- [TASK TO CARRY OUT]: Count every line in the data below where the word "more" appears, then state only that count.

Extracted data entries

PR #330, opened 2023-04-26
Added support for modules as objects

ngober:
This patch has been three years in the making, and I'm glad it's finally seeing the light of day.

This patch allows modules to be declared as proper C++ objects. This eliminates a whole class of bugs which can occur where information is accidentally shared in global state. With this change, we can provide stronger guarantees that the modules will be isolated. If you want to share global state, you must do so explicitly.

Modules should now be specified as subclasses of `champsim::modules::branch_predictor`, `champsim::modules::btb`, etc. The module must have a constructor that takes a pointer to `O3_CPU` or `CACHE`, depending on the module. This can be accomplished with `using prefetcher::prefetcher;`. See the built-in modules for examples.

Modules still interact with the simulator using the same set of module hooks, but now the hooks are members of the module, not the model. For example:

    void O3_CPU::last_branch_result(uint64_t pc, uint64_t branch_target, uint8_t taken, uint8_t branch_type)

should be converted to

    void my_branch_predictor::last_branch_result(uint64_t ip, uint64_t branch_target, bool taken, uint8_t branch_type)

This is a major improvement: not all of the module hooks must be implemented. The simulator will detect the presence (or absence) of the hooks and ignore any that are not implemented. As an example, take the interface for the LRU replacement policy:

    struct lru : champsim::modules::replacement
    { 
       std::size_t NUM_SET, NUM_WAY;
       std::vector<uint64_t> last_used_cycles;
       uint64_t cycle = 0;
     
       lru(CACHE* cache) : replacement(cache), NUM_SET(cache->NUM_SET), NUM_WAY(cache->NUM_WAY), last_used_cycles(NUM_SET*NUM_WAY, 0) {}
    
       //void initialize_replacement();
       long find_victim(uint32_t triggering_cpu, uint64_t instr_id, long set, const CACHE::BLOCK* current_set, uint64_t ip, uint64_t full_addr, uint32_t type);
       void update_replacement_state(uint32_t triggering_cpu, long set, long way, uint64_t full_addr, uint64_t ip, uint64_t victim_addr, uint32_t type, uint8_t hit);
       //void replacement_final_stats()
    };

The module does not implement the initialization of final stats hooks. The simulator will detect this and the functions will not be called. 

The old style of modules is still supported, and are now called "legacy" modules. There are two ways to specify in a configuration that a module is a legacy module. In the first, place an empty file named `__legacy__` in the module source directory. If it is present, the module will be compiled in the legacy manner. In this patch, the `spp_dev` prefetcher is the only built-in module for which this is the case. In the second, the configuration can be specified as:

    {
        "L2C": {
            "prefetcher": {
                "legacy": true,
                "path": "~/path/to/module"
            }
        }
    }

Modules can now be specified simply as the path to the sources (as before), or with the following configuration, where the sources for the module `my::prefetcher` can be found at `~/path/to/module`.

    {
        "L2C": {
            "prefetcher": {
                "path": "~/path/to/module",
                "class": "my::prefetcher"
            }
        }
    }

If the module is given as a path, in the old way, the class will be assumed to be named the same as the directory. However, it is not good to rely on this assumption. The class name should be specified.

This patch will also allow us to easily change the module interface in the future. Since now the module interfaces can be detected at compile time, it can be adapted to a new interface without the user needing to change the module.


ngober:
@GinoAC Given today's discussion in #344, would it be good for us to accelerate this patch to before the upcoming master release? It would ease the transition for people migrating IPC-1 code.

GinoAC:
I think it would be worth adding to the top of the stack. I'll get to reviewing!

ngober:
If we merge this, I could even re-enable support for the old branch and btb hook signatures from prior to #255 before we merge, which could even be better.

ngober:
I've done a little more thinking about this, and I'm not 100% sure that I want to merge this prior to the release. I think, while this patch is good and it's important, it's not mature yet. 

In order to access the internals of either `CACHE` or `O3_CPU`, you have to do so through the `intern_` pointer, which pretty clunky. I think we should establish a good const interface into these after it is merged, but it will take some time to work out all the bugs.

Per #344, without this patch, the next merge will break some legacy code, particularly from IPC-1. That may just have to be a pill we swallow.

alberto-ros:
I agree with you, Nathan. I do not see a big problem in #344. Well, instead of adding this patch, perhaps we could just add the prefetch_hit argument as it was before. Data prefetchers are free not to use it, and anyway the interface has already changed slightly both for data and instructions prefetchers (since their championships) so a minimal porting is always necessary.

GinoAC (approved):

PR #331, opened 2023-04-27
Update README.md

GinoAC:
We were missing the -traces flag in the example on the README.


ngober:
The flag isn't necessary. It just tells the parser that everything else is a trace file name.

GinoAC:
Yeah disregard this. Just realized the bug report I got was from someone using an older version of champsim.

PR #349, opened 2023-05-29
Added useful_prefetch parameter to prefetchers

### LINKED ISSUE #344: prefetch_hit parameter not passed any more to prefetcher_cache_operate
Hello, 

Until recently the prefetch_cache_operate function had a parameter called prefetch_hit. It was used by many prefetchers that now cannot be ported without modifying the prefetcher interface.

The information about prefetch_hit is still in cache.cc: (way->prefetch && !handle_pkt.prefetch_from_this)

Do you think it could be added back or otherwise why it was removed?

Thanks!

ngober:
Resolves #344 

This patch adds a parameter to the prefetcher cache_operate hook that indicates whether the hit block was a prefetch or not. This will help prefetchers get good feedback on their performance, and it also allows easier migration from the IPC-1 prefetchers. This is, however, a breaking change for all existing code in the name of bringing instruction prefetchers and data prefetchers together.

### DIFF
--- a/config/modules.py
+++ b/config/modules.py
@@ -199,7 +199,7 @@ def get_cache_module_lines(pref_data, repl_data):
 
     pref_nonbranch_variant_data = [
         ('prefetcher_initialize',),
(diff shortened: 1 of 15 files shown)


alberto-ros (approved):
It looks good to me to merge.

- [RESPONSE]: 2